Tag Archives: the time traveler’s wife

The Time Traveler’s Wife, by Audrey Niffenegger

imagesThis book has been a huge bestseller for the last several years and recently was lamed up into a movie–but if you’ve had exposure to neither, the title gets straight to the point. Henry is a librarian who time-travels uncontrollably (Billy Pilgrim as imagined by Nicholas Sparks) and Clare is his (eventual) wife. Their partnership is wildly unstable but also pre-written in time: Henry, from various points in the future, keeps materializing in a meadow where he meets a tiny redheaded child named Clare, and thus is their weird, earth-shattering love born. It’s good that the timeline is a little complicated, because the cadence of the narrative jumps is just sharp enough to conceal the fact that you’re going to cry at the end, like you did at the end of The Notebook where they were all dying on each other in the old folks’ bed.

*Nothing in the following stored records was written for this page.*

PR #1708, opened 2021-10-02
Fix finding the project under test

0xced:
If the test projects are defined in the stryker-config.json file (under stryker-config.test-projects), it becomes impossible to find the project under test unless it is in the current working directory since `FindProjectFile` is used instead of `FindProjectUnderTest`.

It used to work before #1039 where a behavioural change was introduced. @richardwerkman do you remember what was the intention behind that change?

### DIFF
--- a/src/Stryker.Core/Stryker.Core/Initialisation/InputFileResolver.cs
+++ b/src/Stryker.Core/Stryker.Core/Initialisation/InputFileResolver.cs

So although this book is full of interesting, fairly extreme, gritty things (drugs, bloody fetuses, frostbite, amputations, death, iron cages, giant sculptures of birds, etc), it’s really just best-in-show in the Doomed Love category. But I don’t hate it. I love this book, actually, although I can’t read it anymore because I read it too much in high school. And I’ll freely admit what got me: in the same way that only a really disgusting night can make you truly appreciate sobriety, the jaggedness of the Henry/Clare story recalibrates your appreciation of ordinary between-moments in love. Sometimes I think there’s no greater luxury than that of being able to blink awake in a bed with someone, and love them inconsequentially, purely, like you love the thunderstorm that puts you to sleep–and all the while be anchored by the knowledge that the stakes are low. And Audrey Niffenegger did really write a memorable pairing here; the love between Henry and Clare is so powerful as to be impossible, which is apparently what people want to read about and warp their minds accordingly.

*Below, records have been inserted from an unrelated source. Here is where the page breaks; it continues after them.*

PR #1663, opened 2021-08-17
feat(dashboard reporter): Retrieve the project name and version from the project under test using source link

0xced:
Thanks to [SourceLink][1], the repository URL and the full version (including the git SHA1) of a project can be included in the produced assembly.

This commit uses the information computed by SourceLink to automatically retrieve the project name (github.com/organization/project) and project version which are required for the dashboard reporter.

With this technique, the table on the [Stryker dashboard documentation][2] can be updated with ✅ everywhere for the Stryker.NET column since it doesn't depend on a specific CI provider to provide the repository URL and version.

Note that I have run `Stryker.CLI --reporter progress --reporter html --reporter dashboard` on my local checkout of https://github.com/0xced/serilog-formatting-log4net/tree/20e86d55b4bd9e3682c3608530398e794df12481 and it automatically retrieved the project name (`github.com/0xced/serilog-formatting-log4net`) and project version (`1.0.0-rc.2+20e86d55b4bd9e3682c3608530398e794df12481`). The report was successfully uploaded to the [Stryker dashboard][3]

[1]: https://github.com/dotnet/sourcelink#readme
[2]: https://stryker-mutator.io/docs/General/dashboard/#retrieved-from-environment
[3]: https://dashboard.stryker-mutator.io/reports/github.com/0xced/serilog-formatting-log4net/1.0.0-rc.2%2B20e86d55b4bd9e3682c3608530398e794df12481

PR #1532, opened 2021-04-24
Retrieve the project name and version from the project under test

0xced:
Thanks to [SourceLink][1], the repository URL and the full version (including the git SHA1) of a project can be included in the produced assembly.

This commit uses the information computed by SourceLink to automatically retrieve the project name (github.com/organization/project) and project version which are required for the dashboard reporter.

With this technique, the table on the [Stryker dashboard documentation][2] can be updated with ✅ everywhere for the Stryker.NET column since it doesn't depend on a specific CI provider to provide the repository URL and version.

Note that I have run `Stryker.CLI --reporters ["progress","html","dashboard"]` on my local checkout of https://github.com/0xced/serilog-formatting-log4net/tree/20e86d55b4bd9e3682c3608530398e794df12481 and it automatically retrieved the project name (`github.com/0xced/serilog-formatting-log4net`) and project version (`1.0.0-rc.2+20e86d55b4bd9e3682c3608530398e794df12481`). The report was sucessfully uploaded to the [Stryker dashboard][3]

[1]: https://github.com/dotnet/sourcelink#readme
[2]: https://stryker-mutator.io/docs/General/dashboard/#retrieved-from-environment
[3]: https://dashboard.stryker-mutator.io/reports/github.com/0xced/serilog-formatting-log4net/1.0.0-rc.2%2B20e86d55b4bd9e3682c3608530398e794df12481

PR #1710, opened 2021-10-02
fix: Dashboard baseline project name and version are not set

0xced:
The automatic detection of project name and version introduced in https://github.com/stryker-mutator/stryker-net/pull/1663 broke the DashboardBaselineProvider because the project name would not be set and thus the report would be sent to an invalid URL: `/api/reports//version`

This commit addresses this issue by setting the project name and version on the StrykerOptions rather than on the DashboardClient and DashboardReporter (like it was originally done in https://github.com/stryker-mutator/stryker-net/pull/1532).

### DIFF
--- a/src/Stryker.Core/Stryker.Core/Reporters/JsonReporter/JsonReportFileComponent.cs
+++ b/src/Stryker.Core/Stryker.Core/Reporters/JsonReporter/JsonReportFileComponent.cs
@@ -33,11 +33,11 @@ namespace Stryker.Core.Reporters.Json
                 var jsonMutant = new JsonMutant
                 {
                     Id = mutant.Id.ToString(),
-                    MutatorName = mutant.Mutation.DisplayName,
+                    MutatorName = mutant.Mutation.DisplayName ?? "",
                     Replacement = mutant.Mutation.ReplacementNode.ToFullString(),
                     Location = new JsonMutantLocation(mutant.Mutation.OriginalNode.GetLocation().GetMappedLineSpan()),
                     Status = mutant.ResultStatus.ToString(),
-                    Description = mutant.Mutation.Description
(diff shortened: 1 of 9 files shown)


src/Stryker.Core/Stryker.Core/Reporters/JsonReporter/JsonReportFileComponent.cs
```diff
@@ -33,11 +33,11 @@ public JsonReportFileComponent(ReadOnlyFileLeaf file, ILogger logger = null)
...
                 {
                     Id = mutant.Id.ToString(),
-                    MutatorName = mutant.Mutation.DisplayName,
+                    MutatorName = mutant.Mutation.DisplayName ?? "",
                     Replacement = mutant.Mutation.ReplacementNode.ToFullString(),
                     Location = new JsonMutantLocation(mutant.Mutation.OriginalNode.GetLocation().GetMappedLineSpan()),
                     Status = mutant.ResultStatus.ToString(),
-                    Description = mutant.Mutation.Description
+                    Description = mutant.Mutation.Description ?? ""
                 };
```
rouke-broersma, line 41: Did you find an issue with the DisplayName or Description being null?

rouke-broersma (changes requested):
You have some unit test failures: https://dev.azure.com/stryker-mutator/Stryker/_build/results?buildId=8239&view=ms.vss-test-web.build-test-results-tab

0xced:
I just addressed the `NullReferenceException` in commit 1e106bdf9a332e20f904f55e08c1b23d8b3fd093 that I pushed to the my `Fix-DashboardBaselineProvider` branch but for some reason, this pull request does not see [this commit](https://github.com/0xced/stryker-net/commit/1e106bdf9a332e20f904f55e08c1b23d8b3fd093).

Be warned, some of the writing is pretty ridiculous. Sentences like: “We laugh and laugh, and nothing can ever be sad, no one can be lost, or dead, or far away: right now we are here, and nothing can mar our perfection, or steal the joy of this perfect moment.” YIKES. That sounds exactly like something I would furiously try to etch into a tree trunk if I were tripping on mushrooms.